PR #3809, opened 2021-11-10
add public products to ProductLookupView queryset

xplsek03:


specialunderwear:
Could you please add 1 test demonstrating that currently this functionality is broken, and you have fixed it?

xplsek03:
> Could you please add 1 test demonstrating that currently this functionality is broken, and you have fixed it?

100%, just gotta take some time, very busy now

specialunderwear (changes requested):
please add tests demonstrating the issue

samar-hassan:
@xplsek03  Can you please explain the reason for adding each variant individually to the recommended products dropdown list? Currently we just show the parent or standalone products. Although for parent products we are redirected to a separate page and there we have to select the variant to add to our basket. I guess you may want to avoid such behavior and display just a specific variant in the recommendations so that it can be added without additional steps.

xplsek03:
> @xplsek03 Can you please explain the reason for adding each variant individually to the recommended products dropdown list? Currently we just show the parent or standalone products. Although for parent products we are redirected to a separate page and there we have to select the variant to add to our basket. I guess you may want to avoid such behavior and display just a specific variant in the recommendations so that it can be added without additional steps.

Overflown with another projects. Will have to get to oscar again for next proj.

WHAT YOU SHOULD DO | All lines in the entries above that include "standalone" should be found and copied.

YOUR RESPONSE |
@xplsek03  Can you please explain the reason for adding each variant individually to the recommended products dropdown list? Currently we just show the parent or standalone products. Although for parent products we are redirected to a separate page and there we have to select the variant to add to our basket. I guess you may want to avoid such behavior and display just a specific variant in the recommendations so that it can be added without additional steps.
> @xplsek03 Can you please explain the reason for adding each variant individually to the recommended products dropdown list? Currently we just show the parent or standalone products. Although for parent products we are redirected to a separate page and there we have to select the variant to add to our basket. I guess you may want to avoid such behavior and display just a specific variant in the recommendations so that it can be added without additional steps.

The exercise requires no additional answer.